PR #6610, opened 2019-07-08
Remove rails based unversioned stages history API

GaneshSPatil:


GaneshSPatil:
The API models such as `PaginationAPIModel`, `StageHistoryAPIModel` cannot be removed as those are consumed by other API entities.
Removing only the routes and the controller as of now.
■ ■ ■
**WORK TO COMPLETE**
Copy exactly. Include the line containing "Remove rails based" and every later line through the end of the listing, and nothing else.

**SOLUTION TO THIS PROBLEM**
Remove rails based unversioned stages history API

GaneshSPatil:


GaneshSPatil:
The API models such as `PaginationAPIModel`, `StageHistoryAPIModel` cannot be removed as those are consumed by other API entities.
Removing only the routes and the controller as of now.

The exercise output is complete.